Zypper is actually more powerful than YaST since it allows you to set locks on a per-repository basis. Given your situation, zypper is probably the better route as it allows a more fine grained application of locks. For demonstration purposes, here is my current repo list. [You can see yours using ‘zypper lr’]

#  | Alias                                       | Name                 | Enabled | Refresh
1  | External:VideoLan                           | External:VideoLan    | Yes     | Yes
2  | Factory:Contrib                             | Factory:Contrib      | Yes     | Yes
3  | Factory:Debug                               | Factory:Debug        | Yes     | Yes
4  | Factory:Non-OSS                             | Factory:Non-OSS      | Yes     | Yes
5  | Factory:OSS                                 | Factory:OSS          | Yes     | Yes
6  | home:prusnak:factory                        | home:prusnak:factory | Yes     | Yes
7  | openSUSE 11.2-0                             | oS11.2:DVD           | Yes     | No
8  | openSUSE_BuildService_-_Drivers_for_webcams | Hardware:Webcam      | Yes     | Yes
9  | repo-debug                                  | oS11.2:Debug         | Yes     | Yes
10 | repo-non-oss                                | oS11.2:Non-OSS       | Yes     | Yes
11 | repo-oss                                    | oS11.2:OSS           | Yes     | Yes
12 | repo-source                                 | oS11.2:Source        | No      | Yes
13 | repo-update                                 | oS11.2:Update        | Yes     | Yes

Repos #5, 7, and 11 all have the package “kernel-desktop”. You could lock the package in repos 5 & 7 to make sure that only updates in repo 11 will be delivered.

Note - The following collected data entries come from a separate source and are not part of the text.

PR #155, opened 2025-04-08
Make ReturnOp take Optional operands

xl4624:
Small thing I noticed while starting on the `continue` and `break` operations.

https://mlir.llvm.org/docs/DefiningDialects/Operations/#optional-operands

### DIFF
--- a/include/p4mlir/Dialect/P4HIR/P4HIR_Ops.td
+++ b/include/p4mlir/Dialect/P4HIR/P4HIR_Ops.td
@@ -760,18 +760,18 @@ def ReturnOp : P4HIR_Op<"return", [ParentOneOf<["ScopeOp", "IfOp",
 
   // The return operation takes an optional input operand to return. This
   // value must match the return type of the enclosing function.
-  let arguments = (ins Variadic<AnyP4Type>:$input);
+  let arguments = (ins Optional<AnyP4Type>:$input);
 
   // The return operation only emits the input in the format if it is present.
-  let assemblyFormat = "($input^ `:` type($input))? attr-dict ";
+  let assemblyFormat = [{ ($input^ `:` type($input))? attr-dict }];
 
   // Allow building a ReturnOp with no return operand.
   let builders = [
-    OpBuilder<(ins), [{ build($_builder, $_state, std::nullopt); }]>
+    OpBuilder<(ins), [{ build($_builder, $_state, nullptr); }]>
   ];
 
   let extraClassDeclaration = [{
-    bool hasOperand() { return getNumOperands() != 0; }
+    bool hasOperand() { return getInput() != nullptr; }
   }];
 
   let hasVerifier = 1;
@@ -1600,7 +1600,6 @@ let description = [{
 
   let hasCustomAssemblyFormat = 1;
 }
-
 
 def ConditionOp : P4HIR_Op<"condition",
         [HasParent<"ForOp">,
--- a/lib/Dialect/P4HIR/P4HIR_Ops.cpp
+++ b/lib/Dialect/P4HIR/P4HIR_Ops.cpp
@@ -644,7 +644,7 @@ void P4HIR::IfOp::build(OpBuilder &builder, OperationState &result, Value cond, 
     elseBuilder(builder, result.location);
 }
 
-mlir::LogicalResult P4HIR::ReturnOp::verify() {
+LogicalResult P4HIR::ReturnOp::verify() {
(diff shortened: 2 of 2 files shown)


include/p4mlir/Dialect/P4HIR/P4HIR_Ops.td
```diff
@@ -726,17 +726,12 @@ def IfOp : P4HIR_Op<"if",
   ];
 }
 
-def ReturnOp : P4HIR_Op<"return", [ParentOneOf<["ScopeOp", "IfOp",
```
xl4624, line 729: Is there any reason why we explicitly check for `ParentOneOf` here? Curious why is the verifier checking that we are in either a `function`, `action`, or `control` not enough.

asl: These are not direct parents (well, they are now as we using `RemoveReturns` pass that eliminates all nested returns), so we cannot check that we are there.

xl4624: Thanks for the explanation and link to the thread @asl

> These are not direct parents

Just to make sure I understand this correctly, by "These" are u referring to `p4hir.func` and `p4hir.control`, as in they won't always be the direct parent of `p4hir.return`? For example:
```
p4hir.func @test() {
	p4hir.if %cond {
		p4hir.return
	}
	...
}
```
Here, `ParentOneOf` would be checking against the operation containing the region's block (like `p4hir.if`), not necessarily the top-level `p4hir.func`, right?

My thinking was, isn't the fundamental semantic restriction that a `p4hir.return` must ultimately belong _somewhere_ inside a function, action, or control, regardless of its immediate parent? Can't we relax the immediate parent restriction and just rely on:

```cpp
LogicalResult P4HIR::ReturnOp::verify() {
	auto fnOp = getOperation()->getParentOfType<FunctionOpInterface>();
	if (!fnOp || !mlir::isa<P4HIR::FuncOp, P4HIR::ControlOp>(fnOp)) {
	    return emitOpError() << "returns are only possible from function-like objects: functions, "
	                            "actions and control apply blocks";
}
```

asl: > Here, ParentOneOf would be checking against the operation containing the region's block (like p4hir.if), not necessarily the top-level p4hir.func, right?

Yes, exactly.

> Can't we remove the immediate parent restriction and only rely on:

There are multitude of the issues outlined in the link above, e.g.:
 - Do we want return to be a terminator? If yes, then what to do with dead code after return?
 - Same, but for `ReturnLike` trait.

Overall, MLIR favors to SEME regions, as a result we cannot have, say, `return` in the middle of the block (same problem with `break` and `continue` just in case) as terminators and return-like instructions only transfer execution flow to the parent region.

Previously we used to have `return` operation that was not terminator (and therefore if very unclear control-flow semantics) and `implicit_return` terminator instruction. This was pretty awkward and I solved the problem via running P4-level `RemoveReturns` pass. It has its own issues and quite inefficient, but for now solves the problem.

xl4624: Ah, I think I understand now, so for now we rely on `RemoveReturn` to simplify control flow via a flag, but the idea is that once that RFC lands and region-based control flow is available in MLIR, we can remove that frontend pass and use their control flow semnatics to keep the HIR closer to the original syntax.

include/p4mlir/Dialect/P4HIR/P4HIR_Ops.td
```diff
@@ -726,17 +726,12 @@ def IfOp : P4HIR_Op<"if",
...
-                                                "FuncOp", "ControlApplyOp",
-                                                "CaseOp",
-                                                "ForOp", "ForInOp",
-                                             ]>,
-                                             ReturnLike, Terminator
+def ReturnOp : P4HIR_Op<"return",
+  [ReturnLike, Terminator]> {
```
xl4624, line 730:
```suggestion
  [ParentOneOf<["FuncOp", "ControlApplyOp"]>,
   ReturnLike, Terminator]> {
```

Since now returns are terminators, can we narrow back down to this?

asl: Let's keep it as-is for now :)

xl4624:
Reverted the `ParentOneOf` change but I don't really have a strong opinion on the rest of the PR as they feel more like nits.

PR #157, opened 2025-04-08
Use Ubuntu 24.04 in CI

asl:


fruffy:
I prefer pinning the Ubuntu version to avoid having to deal with breaking changes.

asl:
> I prefer pinning the Ubuntu version to avoid having to deal with breaking changes.

Well, I usually prefer the other way round: if there are some incompatibilities it is better to know them sooner than later.

fruffy:
> > I prefer pinning the Ubuntu version to avoid having to deal with breaking changes.
> 
> Well, I usually prefer the other way round: if there are some incompatibilities it is better to know them sooner than later.

The problem is when these occur at inconvenient times and end up blocking a PR. I had to deal with this a lot on P4C, so I prefer pinning these days. 

Although we probably do not have to worry about this here for now, our test matrix is not yet complex.

fruffy (approved):
This PR might likely break because of Ubuntu 24.04 and pip's introduction of `--break-system-packages`.

asl:
Yeah, we will see.

qobilidop:
Ubuntu was pinned to 20.04 version mainly to make sure P4C builds. It seems P4C now also builds with newer Ubuntu versions. Agree we could try and see if there are any issues. No other concerns from my side.

qobilidop:
Just found some related discussion on the P4C side: https://github.com/p4lang/p4c/issues/5155. @fruffy Does P4C supports Ubuntu 24.04 now, or are there still known blocking issues?

fruffy:
> Just found some related discussion on the P4C side: [p4lang/p4c#5155](https://github.com/p4lang/p4c/issues/5155). @fruffy Does P4C supports Ubuntu 24.04 now, or are there still known blocking issues?

There are still some issues but these are related to the test frameworks. This repository should have no problems compiling and I do not think it uses any of the Python test infra. Once we run BMv2 we have to worry about that.

qobilidop (approved):

fruffy:
I am actually surprised this passes. I am running Ubuntu 24.04 and this code here https://github.com/p4lang/p4mlir-incubator/blob/main/build_tools/ubuntu_install_mlir_requirements.sh#L19 causes some problems. 

What CMake version do we actually need?

qobilidop:
@fruffy LLVM/MLIR requires `CMake >=3.20.0` (https://llvm.org/docs/GettingStarted.html#software).

fruffy:
> @fruffy LLVM/MLIR requires `CMake >=3.20.0` (https://llvm.org/docs/GettingStarted.html#software).

iirc Ubuntu 22.04 comes with cmake 3.20+ so we can remove the pip line, will do a PR later.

zypper al -r 5 kernel-desktop
zypper al -r 7 kernel-desktop


zypper al -r 5 -r 7 kernel-desktop

Note a few things:
First, if you plan to lock a package in multiple repos you must use the “-r” option for each repo. If you typed in “zypper al -r 5 7 kernel-desktop” you’d get a lock on a package named “7”(!) and the “kernel-desktop” part would be ignored.
Second, zypper assumes you know what you’re doing. It won’t spit back an error or warning that no package named “7” is available.
Third, you can use wildcards. So typing “kernel*” instead will lock every package that starts with ‘kernel’.

If you want to check for locks on unknown packages…

zypper cleanlocks


zypper cl

If you want to remove a package lock

zypper removelock [package name]


zypper rl [package name]

…In YaST you can right-click a locked package and select “keep”. This will remove the lock.

There’s more you can do with zypper & package locks, but this post is so long its about to turn into a webinar. If you’re comfortable with man pages then check out the zypper’s documentation for more information. If not, just ask for additional help.

As a final note…I wouldn’t mix the repos for Factory and a stable release.

“Factory” is SUSE-speak for “in constant development, comes with no guarantees…but please file bug reports”. There is the Factory distribution which is the most up-to-date build of openSUSE available, and then there are backports of Factory software compiled against the build chains of older stable openSUSE releases. Neither the Factory distribution nor the backports from it come with any guarantees of stability, however if you are going to use a stable release as your base…then add the backport repos for your release version rather than adding the pure Factory repos.

If you want a more up-to-date kernel for openSUSE 11.1, you should use a repo like this one: Index of /repositories/Kernel:/HEAD/openSUSE_11.1

…Rather than adding the Factory OSS repo and trying to manage all of the conflicts through package locks. Coming from Gentoo you likely have a good grip on my concern, but “an ounce of prevention is worth a pound of cure”.

Ok, you’ve been warned. Enjoy openSUSE!